▸ **The problem**
Work through the records that follow and return each line containing the word "binder".

Entries taken from a collection
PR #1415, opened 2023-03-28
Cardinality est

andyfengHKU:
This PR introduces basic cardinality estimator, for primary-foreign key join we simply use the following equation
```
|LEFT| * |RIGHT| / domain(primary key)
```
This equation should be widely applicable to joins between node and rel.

==

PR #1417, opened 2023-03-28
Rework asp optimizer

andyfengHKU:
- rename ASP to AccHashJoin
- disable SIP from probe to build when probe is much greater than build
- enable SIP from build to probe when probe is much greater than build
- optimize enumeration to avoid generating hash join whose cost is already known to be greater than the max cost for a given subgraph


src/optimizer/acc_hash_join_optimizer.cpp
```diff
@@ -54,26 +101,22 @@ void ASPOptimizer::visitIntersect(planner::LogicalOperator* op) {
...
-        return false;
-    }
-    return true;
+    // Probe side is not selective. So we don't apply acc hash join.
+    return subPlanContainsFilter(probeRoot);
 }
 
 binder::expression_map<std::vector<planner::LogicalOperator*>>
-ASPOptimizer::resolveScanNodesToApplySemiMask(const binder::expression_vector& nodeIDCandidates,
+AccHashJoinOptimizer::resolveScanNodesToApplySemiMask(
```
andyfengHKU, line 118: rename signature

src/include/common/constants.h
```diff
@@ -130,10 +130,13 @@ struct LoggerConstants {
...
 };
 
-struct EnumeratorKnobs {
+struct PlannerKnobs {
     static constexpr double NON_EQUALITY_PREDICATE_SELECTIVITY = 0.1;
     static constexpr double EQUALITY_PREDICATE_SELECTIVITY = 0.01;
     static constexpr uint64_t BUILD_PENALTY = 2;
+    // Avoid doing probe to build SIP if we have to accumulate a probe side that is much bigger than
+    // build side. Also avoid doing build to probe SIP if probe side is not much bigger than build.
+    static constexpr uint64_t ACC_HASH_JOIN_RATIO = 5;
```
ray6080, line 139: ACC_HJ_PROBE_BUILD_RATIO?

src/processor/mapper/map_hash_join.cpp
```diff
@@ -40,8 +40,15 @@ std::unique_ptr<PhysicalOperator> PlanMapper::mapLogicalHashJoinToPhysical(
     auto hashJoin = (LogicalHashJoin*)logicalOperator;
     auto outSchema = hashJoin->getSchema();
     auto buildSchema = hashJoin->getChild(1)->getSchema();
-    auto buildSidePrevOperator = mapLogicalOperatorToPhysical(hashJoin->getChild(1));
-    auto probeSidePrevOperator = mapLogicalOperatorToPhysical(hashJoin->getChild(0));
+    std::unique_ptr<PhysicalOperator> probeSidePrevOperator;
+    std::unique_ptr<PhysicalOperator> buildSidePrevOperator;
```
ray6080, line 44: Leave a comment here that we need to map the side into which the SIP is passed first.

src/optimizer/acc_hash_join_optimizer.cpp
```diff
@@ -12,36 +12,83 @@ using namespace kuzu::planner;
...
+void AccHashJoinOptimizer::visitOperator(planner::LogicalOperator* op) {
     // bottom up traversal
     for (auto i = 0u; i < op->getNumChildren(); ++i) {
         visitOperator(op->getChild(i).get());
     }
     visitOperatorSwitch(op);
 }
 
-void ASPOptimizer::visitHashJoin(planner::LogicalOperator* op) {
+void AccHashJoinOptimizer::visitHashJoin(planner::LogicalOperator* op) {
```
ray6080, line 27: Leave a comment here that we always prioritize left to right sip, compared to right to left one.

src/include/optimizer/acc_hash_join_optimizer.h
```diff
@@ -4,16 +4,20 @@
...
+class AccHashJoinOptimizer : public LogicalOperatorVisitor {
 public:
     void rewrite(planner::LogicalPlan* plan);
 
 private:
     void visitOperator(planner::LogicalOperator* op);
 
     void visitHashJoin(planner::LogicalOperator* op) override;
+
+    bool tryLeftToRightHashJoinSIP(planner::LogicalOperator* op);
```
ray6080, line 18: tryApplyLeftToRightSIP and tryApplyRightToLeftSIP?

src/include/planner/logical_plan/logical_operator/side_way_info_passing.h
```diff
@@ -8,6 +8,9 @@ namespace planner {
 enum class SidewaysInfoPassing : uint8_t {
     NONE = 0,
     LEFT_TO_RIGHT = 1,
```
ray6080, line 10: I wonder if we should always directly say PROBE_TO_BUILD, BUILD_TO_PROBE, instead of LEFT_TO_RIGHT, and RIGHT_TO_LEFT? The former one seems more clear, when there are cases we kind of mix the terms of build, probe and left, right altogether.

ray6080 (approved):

▸ **Solved problem**
 binder::expression_map<std::vector<planner::LogicalOperator*>>
-ASPOptimizer::resolveScanNodesToApplySemiMask(const binder::expression_vector& nodeIDCandidates,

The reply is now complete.